AgentBeats SDK, AgentX–AgentBeats Competition, and OUNLP Project

2025-11-12T00:00:00+00:00

AgentBeats SDK, Agentic AI MOOC, and OUNLP Work on Multi-Agent Evaluation

This post highlights our participation in the AgentX–AgentBeats Competition and the Berkeley Agentic AI MOOC, both of which focus on building reliable, verifiable multi-agent systems. The OUNLP lab is contributing by developing agentic evaluation pipelines grounded in real-world tasks and reproducible verifiers.

AgentBeats: A Standardized Platform for Agent Evaluation

The AgentBeats SDK, developed by Sierra, provides a unified framework for testing and evaluating multi-agent systems. It introduces structured agent roles and deterministic verifiers that allow researchers to run reproducible experiments over complex tasks.

AgentBeats uses two core agent roles:

Green Agent (Evaluator & Host): Loads tasks, configures environments, executes verification logic, and reports evaluation metrics.
White Agent (Participant): Receives the task and performs the required operations—producing code, solving problems, or interacting with tools.

This design mirrors real-world engineering workflows where one component generates artifacts and another independently verifies their correctness.
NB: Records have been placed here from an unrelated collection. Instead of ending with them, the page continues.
PR #429, opened 2024-07-04
Update hardhat.config.ts

Budalebah:
Updated import statements in hardhat.config.ts for better organization and readability. for faster migration from local files to external libraries, external package imports were introduced before local imports


Budalebah:
Check please

PR #431, opened 2024-07-05
fix: KMSVerifier, Solidity ver and silence transient warning

jatZama:
Fixes the threshold in KMSVerifier to be more gas efficient, updates Solidity version to avoid incompatibility with hardhat, and silences the transient storage warning when compiling.
Would be good to make a new release with this, as it is also impacting the documentation by changing the solidity version in the code snippets examples fyi @immortal-tofu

Insights from the Berkeley Agentic AI MOOC

Across the MOOC, invited speakers from OpenAI, DeepMind, Microsoft, Berkeley RDI, and Sierra emphasized principles required for dependable agentic systems:

τ²-Bench-style dual-control testing, enabling stable, reproducible evaluations.
Verifier-driven correctness, where outputs are tested via DOM comparison, unit tests, or environment states.
Dataset curation for benchmark reliability, as demonstrated by SWE-bench Verified.
Ensuring task separability and diversity, so evaluations measure meaningful generalization.

These lessons directly inform how our lab approaches agent design and benchmarking.
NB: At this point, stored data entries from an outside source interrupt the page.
PR #453, opened 2024-07-31
chore: fix small typo in the documentation about re-encryption

fd0r:
c.f. https://github.com/zama-ai/fhevm/blob/914699f9695c6f5205ec011be1155189f8abba5b/test/encryptedERC20/EncryptedERC20.ts#L76-L91

Following a discussion at the office with @leventdem we noticed a small typo in the documentation. Indeed even in the case of re-encryption the gateway receives the handle and not the cipher-text.


fd0r:
I had to break down the url in the commit message because of the line-length limit in commitlint.

(https://github.com/conventional-changelog/commitlint/issues/2112)

immortal-tofu (approved):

OUNLP Project: Agentifying the Design2Code Pipeline

Our lab is building a green-agent-powered evaluation system for the Design2Code framework—a visual-to-code pipeline that translates webpage images or sketches into responsive HTML/CSS.

Our agentic integration includes:

A green agent that orchestrates task loading, environment setup, and verification.
Treating each Design2Code translation as an AgentBeats episode for consistent benchmarking.
Verification logic that checks:
- layout and structural fidelity
- HTML/CSS validity
- visual similarity to ground-truth screenshots
A white agent capable of multi-turn reasoning, enabling clarifying questions before producing final code.
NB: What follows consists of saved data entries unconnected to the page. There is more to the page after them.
PR #457, opened 2024-08-06
feat: new mocked mode

jatZama:


test/instance.ts
```diff
@@ -1,28 +1,46 @@
-import fhevmjs, { clientKeyDecryptor, getCiphertextCallParams, getPublicKeyCallParams } from 'fhevmjs';
+import fhevmjs, { clientKeyDecryptor, getCiphertextCallParams } from 'fhevmjs';
```
immortal-tofu: Import `createInstance` instead of the `default` with `fhevmjs`.

immortal-tofu:
LGTM

immortal-tofu (approved):

test/instance.ts
jatZama: this would not work because I am defining a createInstance function (same name) in this file, which is also needed in current tests. Otherwise I would need to find a new name and change all the tests, what should I do?

immortal-tofu: Simply use
`import { createInstance as createFhevmInstance, clientKeyDecryptor, getCiphertextCallParams } from 'fhevmjs';`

This transforms Design2Code from a generative model into a fully verifiable agentic task, suitable for research, benchmarking, and competition submissions.

Looking Forward

As we continue through the MOOC and competition:

The green-agent evaluator will be completed with full orchestration and metric reporting.
Multi-turn and tool-assisted workflows will be added for the white agent.
We plan to explore new agent roles and coordination patterns emerging in the AgentBeats ecosystem.
Additional task contributions will be prepared for the broader community.